═════ Supplied material

PR #2929, opened 2025-08-10
Presto

isaaccorley:
This PR adds the Presto pixelwise geospatial foundation model from ["Lightweight, Pre-trained Transformers for Remote Sensing Timeseries"](https://arxiv.org/abs/2304.14065) -- MIT licensed

Mostly modified from https://github.com/nasaharvest/presto/blob/main/single_file_presto.py

cc: @gabrieltseng @ivanzvonkov @rubencart @drolnick @hannah-rae


torchgeo/models/presto.py
```diff
@@ -0,0 +1,802 @@
+# Copyright (c) Microsoft Corporation. All rights reserved.
+# Licensed under the MIT License.
+
+# https://github.com/nasaharvest/presto
```
adamjstewart: Need to preserve the copyright:
```python
# Copyright (c) 2024 Presto Authors
```

torchgeo/models/api.py
adamjstewart, line 1: I think you also need to update `tests/models/test_api.py` to resolve the test failure.

isaaccorley:
Oof lots of test coverage needed :(

torchgeo/models/presto.py
```diff
@@ -0,0 +1,809 @@
+# Copyright (c) 2024 Presto Authors
```
adamjstewart, line 3: Keep the TorchGeo copyright, then add the Presto copyright below that.

adamjstewart:
Also missing docs

tests/models/test_presto.py
```diff
@@ -0,0 +1,112 @@
...
+from torchgeo.models import Presto, Presto_Weights, presto
+from torchgeo.models.presto import (
+    BANDS_GROUPS_IDX,
+    NUM_DYNAMIC_WORLD_CLASSES,
+    get_sinusoid_encoding_table,
+    month_to_tensor,
+)
+
+
+def _make_inputs(
```
adamjstewart: Should this be a fixture?

torchgeo/models/presto.py
```diff
@@ -0,0 +1,814 @@
...
+    'S2_RGB': [2, 3, 4],
+    'S2_Red_Edge': [5, 6, 7],
+    'S2_NIR_10m': [8],
+    'S2_NIR_20m': [9],
+    'S2_SWIR': [10, 11],
+    'ERA5': [12, 13],
+    'SRTM': [14, 15],
+    'NDVI': [16],
+}
+NUM_DYNAMIC_WORLD_CLASSES = 9
```
adamjstewart: Both of these are hard-coded to the data that Presto happened to be pre-trained on. However, Presto itself should be compatible with any sensors if you train from scratch. Should we un-hardcode this and make it a parameter?

Same question applies to #3305, so let's finalize an answer and be consistent across both models.

torchgeo/models/presto.py
```diff
@@ -0,0 +1,814 @@
...
+            functions.
+
+    Returns:
+        A tensor of shape ``(len(positions), d_hid)`` containing the positional
+        encodings.
+    """
+    if isinstance(positions, int):
+        positions = list(range(positions))
+
+    def cal_angle(position: int, hid_idx: int) -> float:
```
adamjstewart, line 54: Ideally we would also have docstrings for these, but I know this is a crazy ask, so let's call it optional

torchgeo/models/presto.py
```diff
@@ -0,0 +1,814 @@
...
+    month_table_tensor: torch.Tensor = (
+        torch.from_numpy(month_table).to(torch.float).to(device)
+    )
+    return month_table_tensor
+
+
+def month_to_tensor(
+    month: torch.Tensor | int, batch_size: int, seq_len: int, device: torch.device
+) -> torch.Tensor:
+    """Convert month to a tensor.
```
adamjstewart: From the description alone, it is not really clear how this differs from `torch.tensor(month)`...

torchgeo/models/presto.py
```diff
@@ -0,0 +1,814 @@
...
+
+        # apply Transformer blocks
+        for blk in self.blocks:
+            x = blk(x)
+
+        # mask will be a boolean of shape [batch, total_num_tokens]
+        return self.norm(x), kept_indices, removed_indices
+
+
+class Decoder(nn.Module):
```
adamjstewart, line 420: Very happy that we are finally starting to add decoders!

torchgeo/models/presto.py
```diff
@@ -0,0 +1,814 @@
...
+        x = self.decoder_norm(x)
+
+        reconstructed_inputs, dw_output = self.reconstruct_inputs(x)
+        return reconstructed_inputs, dw_output
+
+
+class Presto(nn.Module):
+    """Pretrained Remote Sensing Transformer (Presto).
+
+    .. versionadded:: 0.8
```
adamjstewart:
```suggestion
    .. versionadded:: 0.9
```

torchgeo/models/presto.py
```diff
@@ -0,0 +1,814 @@
...
+        reconstructed_inputs, dw_output = self.decoder(
+            x, kept_indices, removed_indices, month
+        )
+        return reconstructed_inputs, dw_output
+
+
+class Presto_Weights(WeightsEnum):  # type: ignore[misc]
+    """Presto weights.
+
+    .. versionadded:: 0.8
```
adamjstewart:
```suggestion
    .. versionadded:: 0.9
```

torchgeo/models/presto.py
```diff
@@ -0,0 +1,814 @@
...
+
+
+def presto(weights: Presto_Weights | None = None, *args: Any, **kwargs: Any) -> Presto:
+    """Presto model.
+
+    If you use this model in your research, please cite the following paper:
+
+    * https://arxiv.org/abs/2304.14065
+
+    .. versionadded:: 0.8
```
adamjstewart:
```suggestion
    .. versionadded:: 0.9
```

torchgeo/models/presto.py
```diff
@@ -0,0 +1,814 @@
...
+    """Presto weights.
+
+    .. versionadded:: 0.8
+    """
+
+    PRESTO = Weights(
+        url='https://github.com/nasaharvest/presto/raw/5afde40850d73bfaed26078fc3bda621a55c311d/data/default_model.pt',
+        transforms=None,
+        meta={
+            'dataset': 'Presto LEM',
```
adamjstewart: I couldn't find any info about Presto LEM online, is this what the dataset is called internally?

isaaccorley: It's called LEM on Google cloud storage folder and in their [pretraining data diagram](https://docs.google.com/presentation/d/1rxUXdSmKtfHSusBFzG3Apx-pLR0UE9oVIOaEB997bAM/edit?usp=sharing) referenced on their readme.

adamjstewart: Out of curiosity, any idea what the acronym stands for?

isaaccorley: No idea maybe @gabrieltseng knows?

torchgeo/models/presto.py
isaaccorley: I've made it an optional arg that defaults to these

torchgeo/models/presto.py
```diff
@@ -0,0 +1,837 @@
...
+        ).to(device)
+    return month
+
+
+class Encoder(nn.Module):
+    """Encoder for the Presto model."""
+
+    def __init__(
+        self,
+        band_groups: dict[str, list[int]] | None = None,
```
adamjstewart: Only list, or does any Sequence work?

isaaccorley:
> Slow tests fail with:
> ```console
> > pytest --force-enable-socket -m slow tests/models/test_presto.py
> FAILED tests/models/test_presto.py::TestPresto::test_presto_download[Presto_Weights.PRESTO] - RuntimeError: Attempting to deserialize object on a CUDA device but torch.cuda.is_available() is False. If you are running on a CPU-only machine, please use torch.load with map_location=torch.device('cpu')...
> ```

~~Ahh I know the issue I need to use map_location="cpu"~~

Nvm I forgot to change the url to the huggingface one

══════════

Print the entries again so that each one matches exactly.

PR #2929, opened 2025-08-10
Presto

isaaccorley:
This PR adds the Presto pixelwise geospatial foundation model from ["Lightweight, Pre-trained Transformers for Remote Sensing Timeseries"](https://arxiv.org/abs/2304.14065) -- MIT licensed

Mostly modified from https://github.com/nasaharvest/presto/blob/main/single_file_presto.py

cc: @gabrieltseng @ivanzvonkov @rubencart @drolnick @hannah-rae


torchgeo/models/presto.py
```diff
@@ -0,0 +1,802 @@
+# Copyright (c) Microsoft Corporation. All rights reserved.
+# Licensed under the MIT License.
+
+# https://github.com/nasaharvest/presto
```
adamjstewart: Need to preserve the copyright:
```python
# Copyright (c) 2024 Presto Authors
```

torchgeo/models/api.py
adamjstewart, line 1: I think you also need to update `tests/models/test_api.py` to resolve the test failure.

isaaccorley:
Oof lots of test coverage needed :(

torchgeo/models/presto.py
```diff
@@ -0,0 +1,809 @@
+# Copyright (c) 2024 Presto Authors
```
adamjstewart, line 3: Keep the TorchGeo copyright, then add the Presto copyright below that.

adamjstewart:
Also missing docs

tests/models/test_presto.py
```diff
@@ -0,0 +1,112 @@
...
+from torchgeo.models import Presto, Presto_Weights, presto
+from torchgeo.models.presto import (
+    BANDS_GROUPS_IDX,
+    NUM_DYNAMIC_WORLD_CLASSES,
+    get_sinusoid_encoding_table,
+    month_to_tensor,
+)
+
+
+def _make_inputs(
```
adamjstewart: Should this be a fixture?

torchgeo/models/presto.py
```diff
@@ -0,0 +1,814 @@
...
+    'S2_RGB': [2, 3, 4],
+    'S2_Red_Edge': [5, 6, 7],
+    'S2_NIR_10m': [8],
+    'S2_NIR_20m': [9],
+    'S2_SWIR': [10, 11],
+    'ERA5': [12, 13],
+    'SRTM': [14, 15],
+    'NDVI': [16],
+}
+NUM_DYNAMIC_WORLD_CLASSES = 9
```
adamjstewart: Both of these are hard-coded to the data that Presto happened to be pre-trained on. However, Presto itself should be compatible with any sensors if you train from scratch. Should we un-hardcode this and make it a parameter?

Same question applies to #3305, so let's finalize an answer and be consistent across both models.

torchgeo/models/presto.py
```diff
@@ -0,0 +1,814 @@
...
+            functions.
+
+    Returns:
+        A tensor of shape ``(len(positions), d_hid)`` containing the positional
+        encodings.
+    """
+    if isinstance(positions, int):
+        positions = list(range(positions))
+
+    def cal_angle(position: int, hid_idx: int) -> float:
```
adamjstewart, line 54: Ideally we would also have docstrings for these, but I know this is a crazy ask, so let's call it optional

torchgeo/models/presto.py
```diff
@@ -0,0 +1,814 @@
...
+    month_table_tensor: torch.Tensor = (
+        torch.from_numpy(month_table).to(torch.float).to(device)
+    )
+    return month_table_tensor
+
+
+def month_to_tensor(
+    month: torch.Tensor | int, batch_size: int, seq_len: int, device: torch.device
+) -> torch.Tensor:
+    """Convert month to a tensor.
```
adamjstewart: From the description alone, it is not really clear how this differs from `torch.tensor(month)`...

torchgeo/models/presto.py
```diff
@@ -0,0 +1,814 @@
...
+
+        # apply Transformer blocks
+        for blk in self.blocks:
+            x = blk(x)
+
+        # mask will be a boolean of shape [batch, total_num_tokens]
+        return self.norm(x), kept_indices, removed_indices
+
+
+class Decoder(nn.Module):
```
adamjstewart, line 420: Very happy that we are finally starting to add decoders!

torchgeo/models/presto.py
```diff
@@ -0,0 +1,814 @@
...
+        x = self.decoder_norm(x)
+
+        reconstructed_inputs, dw_output = self.reconstruct_inputs(x)
+        return reconstructed_inputs, dw_output
+
+
+class Presto(nn.Module):
+    """Pretrained Remote Sensing Transformer (Presto).
+
+    .. versionadded:: 0.8
```
adamjstewart:
```suggestion
    .. versionadded:: 0.9
```

torchgeo/models/presto.py
```diff
@@ -0,0 +1,814 @@
...
+        reconstructed_inputs, dw_output = self.decoder(
+            x, kept_indices, removed_indices, month
+        )
+        return reconstructed_inputs, dw_output
+
+
+class Presto_Weights(WeightsEnum):  # type: ignore[misc]
+    """Presto weights.
+
+    .. versionadded:: 0.8
```
adamjstewart:
```suggestion
    .. versionadded:: 0.9
```

torchgeo/models/presto.py
```diff
@@ -0,0 +1,814 @@
...
+
+
+def presto(weights: Presto_Weights | None = None, *args: Any, **kwargs: Any) -> Presto:
+    """Presto model.
+
+    If you use this model in your research, please cite the following paper:
+
+    * https://arxiv.org/abs/2304.14065
+
+    .. versionadded:: 0.8
```
adamjstewart:
```suggestion
    .. versionadded:: 0.9
```

torchgeo/models/presto.py
```diff
@@ -0,0 +1,814 @@
...
+    """Presto weights.
+
+    .. versionadded:: 0.8
+    """
+
+    PRESTO = Weights(
+        url='https://github.com/nasaharvest/presto/raw/5afde40850d73bfaed26078fc3bda621a55c311d/data/default_model.pt',
+        transforms=None,
+        meta={
+            'dataset': 'Presto LEM',
```
adamjstewart: I couldn't find any info about Presto LEM online, is this what the dataset is called internally?

isaaccorley: It's called LEM on Google cloud storage folder and in their [pretraining data diagram](https://docs.google.com/presentation/d/1rxUXdSmKtfHSusBFzG3Apx-pLR0UE9oVIOaEB997bAM/edit?usp=sharing) referenced on their readme.

adamjstewart: Out of curiosity, any idea what the acronym stands for?

isaaccorley: No idea maybe @gabrieltseng knows?

torchgeo/models/presto.py
isaaccorley: I've made it an optional arg that defaults to these

torchgeo/models/presto.py
```diff
@@ -0,0 +1,837 @@
...
+        ).to(device)
+    return month
+
+
+class Encoder(nn.Module):
+    """Encoder for the Presto model."""
+
+    def __init__(
+        self,
+        band_groups: dict[str, list[int]] | None = None,
```
adamjstewart: Only list, or does any Sequence work?

isaaccorley:
> Slow tests fail with:
> ```console
> > pytest --force-enable-socket -m slow tests/models/test_presto.py
> FAILED tests/models/test_presto.py::TestPresto::test_presto_download[Presto_Weights.PRESTO] - RuntimeError: Attempting to deserialize object on a CUDA device but torch.cuda.is_available() is False. If you are running on a CPU-only machine, please use torch.load with map_location=torch.device('cpu')...
> ```

~~Ahh I know the issue I need to use map_location="cpu"~~

Nvm I forgot to change the url to the huggingface one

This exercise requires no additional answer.